Ja super, so läuft das.
Vielen, vielen Dank


----------



## faetzminator (27. Nov 2011)

if-schleife.de!
Aber ja, einfach immer um eins addieren und mit Modulo überprüfen, oder immer um zwei addieren (beginnend mit einer geraden Zahl).


----------



## modolo (27. Nov 2011)

Eine Sache würde ich gerne doch nochmal hinterfragen.

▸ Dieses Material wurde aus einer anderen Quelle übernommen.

Issue #225, opened 2020-02-13
[StateStore] PostgreSQL statestore


youngbupark:
## Describe the proposal

This is to create PostgreSQL statestore

youngbupark:
@brooke-hamilton will work on this issue.

youngbupark:
@brooke-hamilton Can you please update the progress?

brooke-hamilton:
Thanks for checking - I'm ready to submit a PR for review and feedback.

Apart from submitting the review PR, remaining work includes implementing the TransactionalStore interface, consistency flags, benchmark tests, and likely some renaming of things internal to the package.

yaron2:
> Thanks for checking - I'm ready to submit a PR for review and feedback.
> 
> Apart from submitting the review PR, remaining work includes implementing the TransactionalStore interface, consistency flags, benchmark tests, and likely some renaming of things internal to the package.

Thanks, submitting the PR as soon as possible would be great :)

youngbupark:
@brooke-hamilton Thanks for the update. I moved this issue to 0.9.0 milestone. 

cc/ @yaron2 @amanbha @msfussell @orizohar

orizohar:
@brooke-hamilton - Thanks for this contribution. On top of this PR, can you please add a PR for the docs repo that provides guidance on using this component here https://github.com/dapr/docs/tree/master/howto/setup-state-store ?
There is a template for these howtos you can find here https://github.com/dapr/docs/blob/master/contributing/howto-template.md

orizohar:
@brooke-hamilton - are you opening a PR on the docs repo for the "how to" for this?
We'd really want to get this into 0.9 and code freeze is end of this week 7/10/2020

brooke-hamilton:
> @brooke-hamilton - are you opening a PR on the docs repo for the "how to" for this?
> We'd really want to get this into 0.9 and code freeze is end of this week 7/10/2020

@orizohar, I will submit the PR today. Thanks for the pointer on the date.

brooke-hamilton:
@orizohar, the PR for documentation is here: https://github.com/dapr/docs/pull/675

PR #353, opened 2020-06-02
[WIP] PostgreSQL State Store

brooke-hamilton:
# Description

Work in Progress - please review for feedback. This PR implements a state store in PostgreSQL.

Remaining work:
- [x] Implement consistency flags
- [x] Implement TransactionalStore
- [x] ~~Implement limits and validation on key size~~ Dapr does not put a limit on key size, so changed PostgreSQL type to text
- [x] Parameter validation for request structs
- [x] Use logger where appropriate
- [x] Manual integration testing with a full Dapr application
- [ ] Run benchmark tests
- [ ] Extend documentation (Including https://github.com/dapr/components-contrib/issues/225#issuecomment-643373578)

Package tests cover 81.6%. Non covered code is mostly error returns from calling other functions.

## Issue reference

Please reference the issue this PR will close: #225

## Checklist

* [x] Code compiles correctly
* [x] Created/updated tests

@youngbupark, @yaron2


brooke-hamilton:
I'm looking at build failures. One timeout and two failures at the go.mod check-diff step.

yaron2:
Are you using Go 1.14?

yaron2:
If so,

Do `go mod tidy` and push the changes.

brooke-hamilton:
> Are you using Go 1.14?
Yes
```go version go1.14.2 linux/amd64```

Thanks for the feedback on ```go mod tidy```

**Comment by yaron2** [comment]
Thanks for this PR!

> All keys are treated as strings by this store. I can add configuration to instruct Postgres on which data type to use for the key, and validate based on that type, similar to how the SQL Server state store implements it. Key lookups for integer keys would be faster.

I think its Ok to add a data type metadata which is optional and then validated.

> Does Dapr impose a limit on key size? I currently have a limit of 200 characters and treat all keys as strings.

Dapr does not impose a limit on key size.

**Comment by brooke-hamilton** [comment]
The TransactionalStore interface is now implemented.

**Comment by youngbupark** [comment]
@brooke-hamilton can you please update the progress on description ? 
JFYI - I added checkbox for each remaining work items. :)

**Comment by brooke-hamilton** [comment]
@youngbupark I updated the progress in the description. 
One question: the CONTRIBUTING.md document states "All third-party code must be placed in the `vendor/` folder." I don't see any specific configuration that puts dependencies into the vendor folder. Is there an additional step I need to take, or is this an automatic part of the build?

**Comment by youngbupark** [comment]
> @youngbupark I updated the progress in the description.
> One question: the CONTRIBUTING.md document states "All third-party code must be placed in the `vendor/` folder." I don't see any specific configuration that puts dependencies into the vendor folder. Is there an additional step I need to take, or is this an automatic part of the build?

CONTRIBUTING.md doc is wrong, we will update it. We no longer use /vendor after switching go mod. 3rd party pkg will be downloaded when we build the code. So you do not need to care about it.

**Comment by yaron2** [comment]
@brooke-hamilton are there any more outstanding items for this PR?

File: state/postgresql/postgresdbaccess.go [hunk 1]
```diff
@@ -0,0 +1,289 @@
...
+	if err != nil {
+		p.logger.Error(err)
+		return err
+	}
+
+	p.db = db
+
+	pingErr := db.Ping()
+	if pingErr != nil {
+		p.logger.Error(pingErr)
```
yaron2, line 67: The dapr runtime will log any error from `Init`, so this can be removed here.

state/postgresql/postgresdbaccess.go
```diff
@@ -0,0 +1,289 @@
...
+		return pingErr
+	}
+
+	err = p.ensureStateTable(tableName)
+	if err != nil {
+		p.logger.Error(err)
```
yaron2, line 73: The dapr runtime will log any error from `Init`, so this can be removed here.

state/postgresql/postgresdbaccess.go
```diff
@@ -0,0 +1,289 @@
...
+	if req.Key == "" {
+		return fmt.Errorf("missing key in set operation")
+	}
+
+	var valueBytes []byte
+
+	// Convert to json string
+	valueBytes, err = json.Marshal(req.Value)
+	if err != nil {
+		p.logger.Error(err)
```
yaron2, line 103: Should not log errors on a per request operation as this may flood the session.

state/postgresql/postgresdbaccess.go
```diff
@@ -0,0 +1,289 @@
...
+	}
+
+	err = tx.Commit()
+	return err
+}
+
+// Verifies that the sql.Result affected only one row and no errors exist
+func (p *postgresDBAccess) returnSingleDBResult(result sql.Result, err error) error {
+	if err != nil {
+		p.logger.Error(err)
```
yaron2, line 228: Please change the log level to `Debug` for this method

brooke-hamilton:
> @brooke-hamilton are there any more outstanding items for this PR?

Habe jetzt mit dem Quellcode noch ein bisschen gespielt und getestet.
Aber warum "+=" bei merke?

[Java]
int merke = 0;
		int z = 5;
		System.out.println("Die Summe aus: ");
		for(int h = 1; h<=z; h++){
			while(h %2 == 0){
				merke += h;
				System.out.print (h +" "  );
				break;
			}
		}
		System.out.println("\n" +"ergibt: ");
		System.out.println(merke);
[/Java]


----------



## modolo (27. Nov 2011)

Korrekt? Es ist das Zusammenzählen aller h´s die ausgegeben werden und kleiner sind als z?
Deswegen +=?!?!


----------



## njans (27. Nov 2011)

merke += irgendwas 
ist das Gleich wie:
merke = merke + irgendwas


----------